Why anger at the runners?

QuickDenimDeer · 18/12/2024 14:17

Wow, well done you. I’m not so sure it’s what I would have done, being totally honest. It takes a certain type of person.

wineandgarden · 18/12/2024 18:11

MyrtlethePurpleTurtle · 18/12/2024 14:15

Why anger at the runners?

Because they had earbuds in and had loud music on and didn't hear me calling for help - they were only about 10m from me. I really needed help and they just pranced past in their own little worlds.

MyrtlethePurpleTurtle · 19/12/2024 06:32

wineandgarden · 18/12/2024 18:11

Because they had earbuds in and had loud music on and didn't hear me calling for help - they were only about 10m from me. I really needed help and they just pranced past in their own little worlds.

[deleted because I wrote an unnecessarily catty message]
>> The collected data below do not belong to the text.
PR #118, opened 2017-12-06
NetShareEnumAll over DCE/RPC

### LINKED ISSUE #100: Implement DCERPC command to enumerate share
We need to build the basics infrastructure for DCERPC over Named Pipes on the IPC$ share. The first DCERPC method we should implement is NetShareEnum to allow the client to enumerate what shares are available before making a TreeConnect

dmohanty-r7:
This fixes #100

This adds DCE/RPC structs needed to call SRVSVC's NetShareEnumAll over SMB2 IOCTL requests.

## Validation
- [x] Target an SMB2 enabled machine
- [x] `ruby examples/net_share_enum_all.rb <ipaddress> "User Name" password`

## TODO
* Allow for IOCTL requests to be substituted with NT_TRANSACT for SMB1 support
* Implement NDR structs as opposed to manually unpacking the response
* Consider moving share enumeration functionality out of the client/library (but keep it in an example script to demonstrate dcerpc)
* Fill in missing Comments / Tests


lib/ruby_smb/dcerpc/srvsvc.rb
```diff
@@ -0,0 +1,96 @@
...
+        endian :little
+
+        uint32 :referent_id, initial_value: 0x00000001
+        uint32 :max_count,    initial_value: -> { (server_unc.do_num_bytes / 2) + 1 }
+        uint32 :offset,       initial_value: 0
+        uint32 :actual_count, initial_value: -> {max_count}
+        string :server_unc,   pad_front: false,
+               initial_value: -> {host.encode('utf-16le')}
+
+        uint16 :padding, initial_value: 0
```
chrisdlf: I think we should calculate the proper padding to follow the NDR alignement specifications:
- [Alignment of Primitive Types](http://pubs.opengroup.org/onlinepubs/9629399/chap14.htm#tagcjh_19_02_02)
- [Alignment of Constructed Types](http://pubs.opengroup.org/onlinepubs/9629399/chap14.htm#tagcjh_19_03_02)

lib/ruby_smb/dcerpc/srvsvc.rb
```diff
@@ -0,0 +1,96 @@
...
+        uint32 :ctr_referent_id, initial_value: 0x00000001
+        uint32 :ctr_count, initial_value: 0
+        uint32 :pointer_to_array, initial_value: 0
+
+        uint32 :max_buffer, initial_value: 4294967295
+
+        uint32 :resume_referent_id, value: 0x00000001
+        uint32 :resume_handle, initial_value: 0
+
+        def self.parse_response(response)
```
chrisdlf: I am wondering if it is possible to handle this with only BinData structures and avoid slicing and unpacking the directly the byte stream?

lib/ruby_smb/smb2/packet/ioctl_response.rb
```diff
@@ -17,7 +17,7 @@ class IoctlResponse < RubySMB::GenericPacket
         uint32        :output_count,        label: 'Output Count'
         uint32        :flags,               label: 'Flags'
         uint32        :reserved2,           label: 'Reserved Space'
-        string        :buffer,              label: 'Input Buffer'
+        string        :buffer,              label: 'Input Buffer',        length: -> { output_count }
```
chrisdlf: You might want to add the `:read_length` parameter to avoid issue when reading:
```ruby
       string        :buffer,              label: 'Input Buffer', read_length: -> { input_count + output_count }
```

lib/ruby_smb/smb2/packet/ioctl_response.rb
```diff
@@ -17,7 +17,7 @@ class IoctlResponse < RubySMB::GenericPacket
...
```
chrisdlf: Also, it might be a good idea to add helper methods to extract input and output data (see [2.2.32 SMB2 IOCTL Response](https://msdn.microsoft.com/en-us/library/cc246548.aspx)):
```ruby
        def input_data
          to_binary_s[input_offset, input_count]
        end

        def output_data
          to_binary_s[output_offset, output_count]
        end
```

lib/ruby_smb/dcerpc/handle.rb
```diff
@@ -0,0 +1,45 @@
...
+        request.ctl_code = 0x0011C017
+        request.flags.is_fsctl = 0x00000001
+        request.buffer = action.to_binary_s
+        @last_msg = @pipe.tree.client.send_recv(request)
+        handle_msg(RubySMB::SMB2::Packet::IoctlResponse.read(@last_msg))
+      end
+
+      def handle_msg(msg)
+        if @msg_type == :request
+          dcerpc_response_stub = RubySMB::Dcerpc::Response.read(msg.buffer.to_binary_s).stub
```
chrisdlf: In my understanding, the output data of a IOCTL Response could be at a different offset in `buffer` ([2.2.32 SMB2 IOCTL Response](https://msdn.microsoft.com/en-us/library/cc246548.aspx)). The `OutputOffset` and `OutputCount` fields can be used to extract the correct output data.
Please have a look at the helper methods I suggest in my comment below (for the lib/ruby_smb/smb2/packet/ioctl_response.rb file)

lib/ruby_smb/dcerpc/srvsvc.rb
```diff
@@ -0,0 +1,96 @@
...
+
+        uint32 :ctr, initial_value: 1
+        uint32 :ctr_referent_id, initial_value: 0x00000001
+        uint32 :ctr_count, initial_value: 0
+        uint32 :pointer_to_array, initial_value: 0
+
+        uint32 :max_buffer, initial_value: 4294967295
+
+        uint32 :resume_referent_id, value: 0x00000001
+        uint32 :resume_handle, initial_value: 0
```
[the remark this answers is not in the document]
dmohanty-r7: This is a great start for an NDR implementation. I played around with this for the server unc, but I think I will make an issue for this to address it separately from this PR.

lib/ruby_smb/dcerpc/srvsvc.rb
dmohanty-r7: same as above^

PR #120, opened 2018-01-02
Add client methods

dmohanty-r7:
This is a WIP which adds various general methods and attributes to the smb client that metasploit-framework uses.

SummerGardenFlowers · 19/12/2024 06:50

I think I saved one of my friends. She was at a low ebb, another friend and I were on a group chat with her, she said she'd drunk some alcohol and taken a single sleeping tablet and was just going to go to sleep. My other friend didn't bat an eye and said she'd speak to her tomorrow and have a good sleep. I felt like something was off and phoned her husband to get him to go and check on her immediately - when he got there she was blue and needed resuscitation, turned out she'd drunk a lot more than she'd said and had taken an overdose of sleeping pills. I don't think she'd have survived. I'm not actually on friendly terms with her any more but I do occasionally think of this with horror at the devastation it would have caused to her husband and children.

Deathraystare · 19/12/2024 13:27

What a wonderful thing to have done! Glad it al worked out ok.